:: Exercise instructions ::
Lines from the top of the listing down to the one with "### Issue Description", inclusive, are to be copied exactly.

:: Input ::
◆ ◆ ◆ ◆ ◆

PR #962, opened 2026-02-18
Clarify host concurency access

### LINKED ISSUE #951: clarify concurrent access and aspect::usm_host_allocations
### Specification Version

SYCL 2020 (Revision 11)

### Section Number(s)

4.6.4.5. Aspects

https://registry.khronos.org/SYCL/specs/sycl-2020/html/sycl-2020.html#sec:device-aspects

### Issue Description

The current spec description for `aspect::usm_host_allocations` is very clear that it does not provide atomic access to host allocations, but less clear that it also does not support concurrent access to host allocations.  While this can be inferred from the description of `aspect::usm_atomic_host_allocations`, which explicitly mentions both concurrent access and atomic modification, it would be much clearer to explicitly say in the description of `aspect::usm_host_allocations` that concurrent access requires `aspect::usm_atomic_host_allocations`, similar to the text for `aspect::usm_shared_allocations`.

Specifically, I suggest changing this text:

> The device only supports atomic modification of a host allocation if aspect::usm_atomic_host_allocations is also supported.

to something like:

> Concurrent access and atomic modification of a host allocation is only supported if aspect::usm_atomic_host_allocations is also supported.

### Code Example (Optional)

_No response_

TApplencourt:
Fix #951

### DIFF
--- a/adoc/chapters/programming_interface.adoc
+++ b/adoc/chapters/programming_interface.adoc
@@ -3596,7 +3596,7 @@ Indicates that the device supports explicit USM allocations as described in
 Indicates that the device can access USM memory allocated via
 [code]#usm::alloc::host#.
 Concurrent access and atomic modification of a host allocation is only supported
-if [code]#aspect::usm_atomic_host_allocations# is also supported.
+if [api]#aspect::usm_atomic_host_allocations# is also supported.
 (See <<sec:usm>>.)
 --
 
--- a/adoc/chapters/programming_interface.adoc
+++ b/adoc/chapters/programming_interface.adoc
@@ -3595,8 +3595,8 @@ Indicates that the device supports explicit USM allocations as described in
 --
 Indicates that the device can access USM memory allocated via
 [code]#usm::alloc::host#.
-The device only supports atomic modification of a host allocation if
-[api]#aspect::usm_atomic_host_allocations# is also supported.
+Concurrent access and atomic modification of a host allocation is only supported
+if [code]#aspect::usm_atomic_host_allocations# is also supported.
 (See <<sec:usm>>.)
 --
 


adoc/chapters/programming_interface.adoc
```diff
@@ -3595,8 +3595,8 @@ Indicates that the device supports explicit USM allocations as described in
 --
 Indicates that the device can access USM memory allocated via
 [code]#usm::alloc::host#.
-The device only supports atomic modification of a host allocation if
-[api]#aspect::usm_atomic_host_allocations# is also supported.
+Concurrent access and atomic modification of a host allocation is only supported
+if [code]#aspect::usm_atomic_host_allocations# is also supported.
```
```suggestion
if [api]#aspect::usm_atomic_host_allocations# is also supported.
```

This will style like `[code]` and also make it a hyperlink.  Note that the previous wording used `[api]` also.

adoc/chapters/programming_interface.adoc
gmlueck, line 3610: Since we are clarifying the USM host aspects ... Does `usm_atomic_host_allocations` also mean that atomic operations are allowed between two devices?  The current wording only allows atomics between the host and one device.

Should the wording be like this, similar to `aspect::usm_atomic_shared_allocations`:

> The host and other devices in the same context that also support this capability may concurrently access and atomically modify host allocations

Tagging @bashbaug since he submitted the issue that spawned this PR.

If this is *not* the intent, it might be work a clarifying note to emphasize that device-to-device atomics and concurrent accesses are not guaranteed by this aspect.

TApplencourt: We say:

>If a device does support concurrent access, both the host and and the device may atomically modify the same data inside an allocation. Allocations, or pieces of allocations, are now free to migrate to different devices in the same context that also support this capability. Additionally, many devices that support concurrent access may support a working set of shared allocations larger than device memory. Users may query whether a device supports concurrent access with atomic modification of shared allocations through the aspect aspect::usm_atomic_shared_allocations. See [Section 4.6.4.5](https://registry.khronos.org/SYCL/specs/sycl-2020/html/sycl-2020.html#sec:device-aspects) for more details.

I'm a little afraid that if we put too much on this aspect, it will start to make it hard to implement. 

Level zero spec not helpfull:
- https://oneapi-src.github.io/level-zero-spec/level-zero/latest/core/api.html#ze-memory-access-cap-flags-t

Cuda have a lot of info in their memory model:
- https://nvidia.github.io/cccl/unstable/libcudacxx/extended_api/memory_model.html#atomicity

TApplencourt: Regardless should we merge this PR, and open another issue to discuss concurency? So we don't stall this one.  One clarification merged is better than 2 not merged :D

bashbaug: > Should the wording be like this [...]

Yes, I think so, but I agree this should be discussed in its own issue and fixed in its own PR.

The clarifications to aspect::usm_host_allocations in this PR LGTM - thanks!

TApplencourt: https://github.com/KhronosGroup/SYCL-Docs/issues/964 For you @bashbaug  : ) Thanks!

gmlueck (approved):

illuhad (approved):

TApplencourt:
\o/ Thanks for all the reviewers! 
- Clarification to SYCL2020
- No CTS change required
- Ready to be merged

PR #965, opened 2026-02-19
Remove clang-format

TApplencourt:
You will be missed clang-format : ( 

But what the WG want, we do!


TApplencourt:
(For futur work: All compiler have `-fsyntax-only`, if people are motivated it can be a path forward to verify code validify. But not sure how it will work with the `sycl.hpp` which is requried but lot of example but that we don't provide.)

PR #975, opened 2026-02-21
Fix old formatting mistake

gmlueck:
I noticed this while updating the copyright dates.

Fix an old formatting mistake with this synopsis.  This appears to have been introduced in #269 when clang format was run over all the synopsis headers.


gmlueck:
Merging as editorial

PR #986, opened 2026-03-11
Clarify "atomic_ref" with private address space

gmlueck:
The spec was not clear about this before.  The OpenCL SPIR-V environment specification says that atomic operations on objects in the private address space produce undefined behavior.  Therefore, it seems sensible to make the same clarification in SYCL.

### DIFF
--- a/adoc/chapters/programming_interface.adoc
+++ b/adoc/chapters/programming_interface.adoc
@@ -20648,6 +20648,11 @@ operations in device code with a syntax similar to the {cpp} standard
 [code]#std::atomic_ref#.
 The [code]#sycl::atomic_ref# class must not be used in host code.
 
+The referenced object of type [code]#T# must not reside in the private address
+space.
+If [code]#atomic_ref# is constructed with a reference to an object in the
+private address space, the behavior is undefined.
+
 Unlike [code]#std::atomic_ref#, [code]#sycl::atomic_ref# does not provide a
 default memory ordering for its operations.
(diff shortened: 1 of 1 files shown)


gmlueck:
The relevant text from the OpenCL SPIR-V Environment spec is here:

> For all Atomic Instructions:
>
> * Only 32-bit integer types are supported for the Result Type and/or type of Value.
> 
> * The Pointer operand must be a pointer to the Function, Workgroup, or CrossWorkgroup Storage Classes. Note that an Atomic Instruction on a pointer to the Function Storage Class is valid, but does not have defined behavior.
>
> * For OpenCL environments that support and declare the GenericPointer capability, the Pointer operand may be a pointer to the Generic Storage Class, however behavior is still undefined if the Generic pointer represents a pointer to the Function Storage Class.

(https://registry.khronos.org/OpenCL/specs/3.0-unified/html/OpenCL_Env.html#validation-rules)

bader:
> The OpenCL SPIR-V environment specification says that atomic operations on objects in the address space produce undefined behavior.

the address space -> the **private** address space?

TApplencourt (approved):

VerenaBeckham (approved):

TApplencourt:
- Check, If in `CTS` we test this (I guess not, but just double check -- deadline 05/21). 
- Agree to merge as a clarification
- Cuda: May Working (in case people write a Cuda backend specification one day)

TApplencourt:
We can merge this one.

◆ ◆ ◆ ◆ ◆

:: Response area ::
PR #962, opened 2026-02-18
Clarify host concurency access

### LINKED ISSUE #951: clarify concurrent access and aspect::usm_host_allocations
### Specification Version

SYCL 2020 (Revision 11)

### Section Number(s)

4.6.4.5. Aspects

https://registry.khronos.org/SYCL/specs/sycl-2020/html/sycl-2020.html#sec:device-aspects

### Issue Description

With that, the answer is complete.